→ **Task to carry out**
When the line containing "PR #2039, opened 2022-09-30" is found in the data below, copy it and each line after it through the line containing "Fixes mobile tracks/reposts", exactly and with no others.

→ **Dataset entries**

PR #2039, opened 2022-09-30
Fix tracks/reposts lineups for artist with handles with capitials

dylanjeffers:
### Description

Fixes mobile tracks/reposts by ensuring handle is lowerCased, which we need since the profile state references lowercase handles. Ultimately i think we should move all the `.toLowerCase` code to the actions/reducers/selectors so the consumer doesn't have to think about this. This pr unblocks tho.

--

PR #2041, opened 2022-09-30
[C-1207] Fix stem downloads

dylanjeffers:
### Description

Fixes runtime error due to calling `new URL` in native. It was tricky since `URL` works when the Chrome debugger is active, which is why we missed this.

---

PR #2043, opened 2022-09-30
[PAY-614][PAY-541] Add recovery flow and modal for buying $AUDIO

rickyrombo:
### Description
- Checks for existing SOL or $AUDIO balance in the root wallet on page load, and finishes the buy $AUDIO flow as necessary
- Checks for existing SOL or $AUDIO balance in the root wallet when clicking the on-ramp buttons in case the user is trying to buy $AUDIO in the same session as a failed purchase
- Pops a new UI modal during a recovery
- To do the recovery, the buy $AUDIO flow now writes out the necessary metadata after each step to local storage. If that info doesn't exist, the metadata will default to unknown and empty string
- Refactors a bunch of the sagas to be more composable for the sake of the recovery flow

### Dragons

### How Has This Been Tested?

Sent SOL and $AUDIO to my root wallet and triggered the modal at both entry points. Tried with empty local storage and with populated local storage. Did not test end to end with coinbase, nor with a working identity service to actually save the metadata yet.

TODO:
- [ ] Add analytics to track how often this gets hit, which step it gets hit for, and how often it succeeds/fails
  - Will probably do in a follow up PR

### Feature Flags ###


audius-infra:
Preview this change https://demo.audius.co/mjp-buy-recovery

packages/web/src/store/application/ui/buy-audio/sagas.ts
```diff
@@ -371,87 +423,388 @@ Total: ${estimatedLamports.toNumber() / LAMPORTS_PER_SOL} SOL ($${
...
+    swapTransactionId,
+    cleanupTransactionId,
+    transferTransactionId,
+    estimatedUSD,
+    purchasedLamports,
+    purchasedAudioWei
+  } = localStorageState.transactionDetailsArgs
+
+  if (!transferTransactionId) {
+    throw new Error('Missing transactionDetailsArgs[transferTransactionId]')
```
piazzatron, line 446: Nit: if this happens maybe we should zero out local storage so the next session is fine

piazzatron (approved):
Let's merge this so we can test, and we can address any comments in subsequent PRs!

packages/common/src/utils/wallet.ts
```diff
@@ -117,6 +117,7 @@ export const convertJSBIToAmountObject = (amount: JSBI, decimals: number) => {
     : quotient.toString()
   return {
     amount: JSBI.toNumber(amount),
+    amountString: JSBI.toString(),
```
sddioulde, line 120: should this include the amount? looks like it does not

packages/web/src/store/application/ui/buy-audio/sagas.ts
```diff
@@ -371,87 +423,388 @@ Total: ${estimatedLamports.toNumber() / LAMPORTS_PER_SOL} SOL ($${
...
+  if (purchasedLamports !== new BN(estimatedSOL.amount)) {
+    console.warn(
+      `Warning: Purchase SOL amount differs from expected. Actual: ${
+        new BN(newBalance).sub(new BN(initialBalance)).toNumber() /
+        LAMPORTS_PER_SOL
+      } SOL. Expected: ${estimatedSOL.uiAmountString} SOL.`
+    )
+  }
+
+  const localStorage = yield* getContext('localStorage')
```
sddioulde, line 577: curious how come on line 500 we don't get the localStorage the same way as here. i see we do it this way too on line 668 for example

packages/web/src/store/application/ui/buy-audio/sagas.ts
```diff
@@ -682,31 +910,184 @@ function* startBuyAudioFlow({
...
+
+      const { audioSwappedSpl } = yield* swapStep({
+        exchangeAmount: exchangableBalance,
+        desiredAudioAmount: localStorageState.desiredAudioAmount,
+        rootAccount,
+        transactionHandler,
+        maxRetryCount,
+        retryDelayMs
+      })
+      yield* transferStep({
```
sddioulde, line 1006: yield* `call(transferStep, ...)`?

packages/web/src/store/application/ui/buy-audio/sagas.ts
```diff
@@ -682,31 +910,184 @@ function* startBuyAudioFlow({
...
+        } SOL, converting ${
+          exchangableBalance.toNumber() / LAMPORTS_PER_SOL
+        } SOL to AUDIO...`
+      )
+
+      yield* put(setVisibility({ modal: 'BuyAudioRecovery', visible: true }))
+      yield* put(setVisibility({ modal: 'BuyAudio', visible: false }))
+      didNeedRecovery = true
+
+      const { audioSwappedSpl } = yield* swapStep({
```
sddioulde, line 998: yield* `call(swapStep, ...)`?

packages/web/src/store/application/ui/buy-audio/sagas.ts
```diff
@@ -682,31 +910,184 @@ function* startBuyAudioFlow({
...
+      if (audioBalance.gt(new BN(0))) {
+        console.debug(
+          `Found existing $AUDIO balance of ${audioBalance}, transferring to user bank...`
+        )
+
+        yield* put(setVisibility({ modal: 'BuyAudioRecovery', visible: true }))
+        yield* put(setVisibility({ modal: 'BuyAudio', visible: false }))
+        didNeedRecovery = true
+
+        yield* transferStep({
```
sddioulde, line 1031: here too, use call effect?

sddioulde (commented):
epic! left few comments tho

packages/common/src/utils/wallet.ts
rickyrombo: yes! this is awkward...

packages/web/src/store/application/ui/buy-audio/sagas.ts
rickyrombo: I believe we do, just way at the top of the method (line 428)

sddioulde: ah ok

→ **Response to the exercise**
PR #2039, opened 2022-09-30
Fix tracks/reposts lineups for artist with handles with capitials

dylanjeffers:
### Description

Fixes mobile tracks/reposts by ensuring handle is lowerCased, which we need since the profile state references lowercase handles. Ultimately i think we should move all the `.toLowerCase` code to the actions/reducers/selectors so the consumer doesn't have to think about this. This pr unblocks tho.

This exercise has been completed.